Data
PR #5941, opened 2024-04-08
[WFCORE-6756] Subsystem model bump and transformer adjustments needed for the dynamic SSLContext support

Skyllarr:
https://issues.redhat.com/browse/WFCORE-6756

### DIFF
--- a/elytron/src/main/java/org/wildfly/extension/elytron/ElytronExtension.java
+++ b/elytron/src/main/java/org/wildfly/extension/elytron/ElytronExtension.java
@@ -75,8 +75,9 @@ public class ElytronExtension implements Extension {
     static final ModelVersion ELYTRON_16_0_0 = ModelVersion.create(16);
     static final ModelVersion ELYTRON_17_0_0 = ModelVersion.create(17);
     static final ModelVersion ELYTRON_18_0_0 = ModelVersion.create(18);
+    static final ModelVersion ELYTRON_19_0_0 = ModelVersion.create(19);
 
-    private static final ModelVersion ELYTRON_CURRENT = ELYTRON_18_0_0;
+    private static final ModelVersion ELYTRON_CURRENT = ELYTRON_19_0_0;
 
     static final String ISO_8601_FORMAT = "yyyy-MM-dd'T'HH:mm:ss.SSSZ";
 
--- a/elytron/src/main/java/org/wildfly/extension/elytron/ElytronSubsystemTransformers.java
+++ b/elytron/src/main/java/org/wildfly/extension/elytron/ElytronSubsystemTransformers.java
@@ -54,6 +54,7 @@ import static org.wildfly.extension.elytron.ElytronExtension.ELYTRON_15_1_0;
 import static org.wildfly.extension.elytron.ElytronExtension.ELYTRON_16_0_0;
 import static org.wildfly.extension.elytron.ElytronExtension.ELYTRON_17_0_0;
 import static org.wildfly.extension.elytron.ElytronExtension.ELYTRON_18_0_0;
+import static org.wildfly.extension.elytron.ElytronExtension.ELYTRON_19_0_0;
 import static org.wildfly.extension.elytron.ElytronExtension.ELYTRON_1_2_0;
 import static org.wildfly.extension.elytron.ElytronExtension.ELYTRON_2_0_0;
 import static org.wildfly.extension.elytron.ElytronExtension.ELYTRON_3_0_0;
@@ -105,6 +106,8 @@ public final class ElytronSubsystemTransformers implements ExtensionTransformerR
     public void registerTransformers(SubsystemTransformerRegistration registration) {
         ChainedTransformationDescriptionBuilder chainedBuilder = TransformationDescriptionBuilder.Factory.createChainedSubystemInstance(registration.getCurrentSubsystemVersion());
 
+        // 19.0.0 (WildFly 32) to 18.0.0 (WildFly 29)
+        from19(chainedBuilder);
         // 18.0.0 (WildFly 29) to 17.0.0 (WildFly 28)
         from18(chainedBuilder);
         // 17.0.0 (WildFly 28) to 16.0.0 (WildFly 27)
@@ -142,8 +145,15 @@ public final class ElytronSubsystemTransformers implements ExtensionTransformerR
         // 2.0.0 (WildFly 12) to 1.2.0, (WildFly 11 and EAP 7.1.0)
         from2(chainedBuilder);
 
-        chainedBuilder.buildAndRegister(registration, new ModelVersion[] { ELYTRON_17_0_0, ELYTRON_16_0_0, ELYTRON_15_1_0, ELYTRON_15_0_0, ELYTRON_14_0_0, ELYTRON_13_0_0, ELYTRON_12_0_0, ELYTRON_11_0_0, ELYTRON_10_0_0, ELYTRON_9_0_0,
+        chainedBuilder.buildAndRegister(registration, new ModelVersion[] { ELYTRON_18_0_0, ELYTRON_17_0_0, ELYTRON_16_0_0, ELYTRON_15_1_0, ELYTRON_15_0_0, ELYTRON_14_0_0, ELYTRON_13_0_0, ELYTRON_12_0_0, ELYTRON_11_0_0, ELYTRON_10_0_0, ELYTRON_9_0_0,
                 ELYTRON_8_0_0, ELYTRON_7_0_0, ELYTRON_6_0_0, ELYTRON_5_0_0, ELYTRON_4_0_0, ELYTRON_3_0_0, ELYTRON_2_0_0, ELYTRON_1_2_0 });
+    }
+
+    private static void from19(ChainedTransformationDescriptionBuilder chainedBuilder) {
+        ResourceTransformationDescriptionBuilder builder = chainedBuilder.createBuilder(ELYTRON_19_0_0, ELYTRON_18_0_0);
+
+        builder.rejectChildResource(PathElement.pathElement(ElytronDescriptionConstants.DYNAMIC_CLIENT_SSL_CONTEXTS));
+        builder.rejectChildResource(PathElement.pathElement(ElytronDescriptionConstants.DYNAMIC_CLIENT_SSL_CONTEXT));
     }
 
     private static void from18(ChainedTransformationDescriptionBuilder chainedBuilder) {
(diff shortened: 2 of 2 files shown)


elytron/src/main/java/org/wildfly/extension/elytron/ElytronSubsystemTransformers.java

Problem description
The total, and only the total: count the lines above that contain "final".

Problem solution
9